▶ **Extracted entries**

__________

PR #2581, opened 2021-02-17
PP-7708 Allow inviting new users to telephone payments roles

alexbishop1:
Allow admin users of a service to invite a user granting them the `view-and-initiate-moto` or `view-refund-and-initiate-moto` role.

For now, these two new roles are only shown if the service has the `agent_initiated_moto_enabled` flag set, which we’re using to limit which services have the agent-initiated MOTO payments feature.

If the flag is false, a determined admin could still invite a user and grant them one of the new roles. However, on its own that will not allow the user to to do anything more, so it’s not really worth trying to prevent this.

### DIFF
--- a/app/views/team-members/team-member-invite.njk
+++ b/app/views/team-members/team-member-invite.njk
@@ -25,60 +25,144 @@ Invite a new team member - GOV.UK Pay
   <form id="invite-member-form" method="post" action="{{teamMemberInviteSubmitLink}}" class="govuk-grid-column-two-thirds">
     <input id="csrf" name="csrfToken" type="hidden" value="{{csrf}}"/>
     {{ govukInput({
-        label: {
-          text: "Email address"
-        },
-        id: "invitee-email",
-        name: "invitee-email",
-        classes: "govuk-!-width-two-thirds",
-        type: "email"
-      })
-    }}
-
-    {{ govukRadios({
-      idPrefix: "role-input",
-      name: "role-input",
-      fieldset: {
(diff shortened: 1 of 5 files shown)


oswaldquek:
Is it possible to put a screenshot of team-member-invite.njk here?

alexbishop1:
Yeah, sorry about that! The diff makes the changes look way bigger than they actually are.

Here’s a screenshot:

image

If the service doesn’t have the flag set, the bottom two options aren’t there and none of the hints mention telephone payments (so what it looks like currently).

app/views/team-members/team-member-invite.njk
```diff
@@ -24,61 +24,158 @@ Invite a new team member - GOV.UK Pay
...
+              Cannot manage settings"
+            }
           }
-        },
-        {
-          value: view.id,
-          text: "View only",
+        ]
+      }) }}
+    {% else %}
```
oswaldquek, line 117: Is it possible to extract everything under this `else` block, seeing as its common to both cases (where service has agent initiated moto enabled and where it hasn't)?

alexbishop1: Not everything because the hints are different for the different roles depending on whether the service has the flag or not. But there’s no need for the email field code to be duplicated so I’ll fix that.

alexbishop1: OK, done that.

oswaldquek (approved):

PR #2582, opened 2021-02-18
PP-7709 Filter products by type in products not selfservice

alexbishop1:
When we need all the payment links for a gateway account or all the prototype links for a gateway account, use the new endpoint on the products microservice that filters by type.

This is more efficient than retrieving every live product for a gateway account from the database, dragging them all across the network and then filtering out the ones we do not want.


rorymalcolm (approved):
LGTM

PR #2584, opened 2021-02-19
PP-7785 All service transactions status filter

sfount:
Currently the all users accounts permissions model is based on filtering
only live accounts.

Generalise this to allow the calling code to specify if it should return
live or test accounts.

Updates the tests and add coverage specifically for filtering test
accounts.

For the all service transactions page, indicate if the current status filter is live or test with a tag next to
the title as in the design proposal.

Add a link to switch between live and test environments with the
following logic:
* viewing test data and has live accounts - show switch to live
* viewing test data with no live accounts - nothing
* viewing live data - show switch to test

Screenshot 2021-02-19 at 12 37 27

Screenshot 2021-02-19 at 12 37 50

Screenshot 2021-02-19 at 12 38 00


app/controllers/all-service-transactions/get.controller.js
```diff
@@ -20,26 +20,34 @@ const { CORRELATION_HEADER } = require('../../utils/correlation-header.js')
...
+    logger.info('Listing all services transactions', logContext)
 
     if (!userPermittedAccountsSummary.gatewayAccountIds.length) {
-      return next(new NoServicesWithPermissionError('You do not have any associated services with rights to view live transactions.'))
+      return next(new NoServicesWithPermissionError('You do not have any associated services with rights to view these transactions.'))
     }
     const searchResultOutput = await transactionService.search(userPermittedAccountsSummary.gatewayAccountIds, filters.result)
     const cardTypes = await client.getAllCardTypes(correlationId)
-    const model = buildPaymentList(searchResultOutput, cardTypes, null, filters.result, router.paths.allServiceTransactions.download, req.session.backPath)
+    const route = filterLiveAccounts ? paths.allServiceTransactions.download : paths.formattedPathFor(paths.allServiceTransactions.downloadStatusFilter, 'test')
```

__________

Which lines above hold the string "views"? Copy every one of them.

▶ **Response to the task**
--- a/app/views/team-members/team-member-invite.njk
+++ b/app/views/team-members/team-member-invite.njk
app/views/team-members/team-member-invite.njk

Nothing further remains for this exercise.